Stored entries:
Content starts
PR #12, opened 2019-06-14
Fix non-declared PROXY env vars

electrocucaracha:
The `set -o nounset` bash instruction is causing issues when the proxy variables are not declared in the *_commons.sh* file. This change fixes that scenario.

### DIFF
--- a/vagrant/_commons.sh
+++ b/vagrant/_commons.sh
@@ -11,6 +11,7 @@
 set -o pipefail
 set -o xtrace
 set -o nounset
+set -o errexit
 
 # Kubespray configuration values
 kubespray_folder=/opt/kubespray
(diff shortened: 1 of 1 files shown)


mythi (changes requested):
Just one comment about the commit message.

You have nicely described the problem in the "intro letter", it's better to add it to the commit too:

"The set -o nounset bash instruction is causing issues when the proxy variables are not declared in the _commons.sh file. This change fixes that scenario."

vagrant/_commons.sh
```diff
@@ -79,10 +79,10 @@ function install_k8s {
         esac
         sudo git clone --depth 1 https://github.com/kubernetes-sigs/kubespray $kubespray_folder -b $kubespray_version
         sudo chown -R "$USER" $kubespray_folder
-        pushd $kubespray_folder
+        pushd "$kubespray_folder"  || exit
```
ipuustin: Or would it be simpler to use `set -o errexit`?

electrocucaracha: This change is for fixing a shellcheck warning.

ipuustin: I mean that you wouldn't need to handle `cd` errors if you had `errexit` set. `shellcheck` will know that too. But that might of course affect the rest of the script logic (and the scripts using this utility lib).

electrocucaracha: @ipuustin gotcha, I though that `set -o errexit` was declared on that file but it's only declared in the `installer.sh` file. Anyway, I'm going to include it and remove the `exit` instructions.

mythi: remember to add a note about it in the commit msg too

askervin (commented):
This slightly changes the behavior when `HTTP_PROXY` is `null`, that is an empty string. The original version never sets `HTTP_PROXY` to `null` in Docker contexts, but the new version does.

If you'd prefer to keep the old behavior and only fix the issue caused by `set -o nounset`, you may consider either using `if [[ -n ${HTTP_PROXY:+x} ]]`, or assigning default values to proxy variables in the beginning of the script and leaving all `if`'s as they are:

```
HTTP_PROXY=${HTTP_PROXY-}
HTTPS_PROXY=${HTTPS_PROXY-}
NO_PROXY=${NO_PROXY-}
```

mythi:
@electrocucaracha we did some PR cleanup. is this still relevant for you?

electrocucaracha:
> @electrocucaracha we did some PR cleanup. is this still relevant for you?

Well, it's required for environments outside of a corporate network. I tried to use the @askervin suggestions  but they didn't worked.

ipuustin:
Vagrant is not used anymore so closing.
Content ends
Content starts
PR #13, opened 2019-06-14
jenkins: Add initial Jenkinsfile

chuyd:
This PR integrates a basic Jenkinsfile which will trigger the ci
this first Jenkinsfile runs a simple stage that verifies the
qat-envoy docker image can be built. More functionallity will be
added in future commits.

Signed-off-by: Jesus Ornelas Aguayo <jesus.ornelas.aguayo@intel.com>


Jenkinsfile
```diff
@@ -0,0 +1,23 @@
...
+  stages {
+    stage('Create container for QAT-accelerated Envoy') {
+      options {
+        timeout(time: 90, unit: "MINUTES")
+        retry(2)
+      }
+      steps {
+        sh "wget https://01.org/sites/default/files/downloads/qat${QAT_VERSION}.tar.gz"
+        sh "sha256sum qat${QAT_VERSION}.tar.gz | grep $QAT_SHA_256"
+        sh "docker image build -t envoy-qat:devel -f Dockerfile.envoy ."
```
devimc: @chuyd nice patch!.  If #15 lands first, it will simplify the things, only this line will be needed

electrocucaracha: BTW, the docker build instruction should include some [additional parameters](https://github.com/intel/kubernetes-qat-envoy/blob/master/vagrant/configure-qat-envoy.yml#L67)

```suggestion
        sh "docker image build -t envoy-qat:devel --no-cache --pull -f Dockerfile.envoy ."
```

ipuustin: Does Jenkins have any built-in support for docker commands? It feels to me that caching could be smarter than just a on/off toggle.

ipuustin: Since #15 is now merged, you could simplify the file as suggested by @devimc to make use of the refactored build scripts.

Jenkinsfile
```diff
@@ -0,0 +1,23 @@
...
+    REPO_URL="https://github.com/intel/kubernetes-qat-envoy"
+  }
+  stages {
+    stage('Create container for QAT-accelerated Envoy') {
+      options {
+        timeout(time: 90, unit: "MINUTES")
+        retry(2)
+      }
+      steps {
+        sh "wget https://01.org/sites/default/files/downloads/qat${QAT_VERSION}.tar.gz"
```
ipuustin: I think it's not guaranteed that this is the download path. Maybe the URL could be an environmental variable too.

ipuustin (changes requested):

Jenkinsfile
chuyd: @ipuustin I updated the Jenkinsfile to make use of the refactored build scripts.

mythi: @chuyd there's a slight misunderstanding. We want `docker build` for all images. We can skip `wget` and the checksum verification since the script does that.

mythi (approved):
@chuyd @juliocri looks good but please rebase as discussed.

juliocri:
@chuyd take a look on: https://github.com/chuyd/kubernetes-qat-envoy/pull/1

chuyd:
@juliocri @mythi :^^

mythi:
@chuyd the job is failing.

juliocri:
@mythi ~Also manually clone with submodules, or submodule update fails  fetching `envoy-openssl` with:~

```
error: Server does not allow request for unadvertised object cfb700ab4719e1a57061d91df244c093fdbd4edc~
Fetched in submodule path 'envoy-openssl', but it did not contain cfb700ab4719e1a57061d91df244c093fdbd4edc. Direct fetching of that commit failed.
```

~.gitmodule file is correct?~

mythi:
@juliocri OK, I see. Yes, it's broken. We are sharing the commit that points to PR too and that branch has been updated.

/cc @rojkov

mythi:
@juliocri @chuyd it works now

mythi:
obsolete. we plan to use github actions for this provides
Content ends
• ACTION ITEM:
Only the number is wanted: how many lines above include the word "have"?

• WRITTEN ANSWER:
2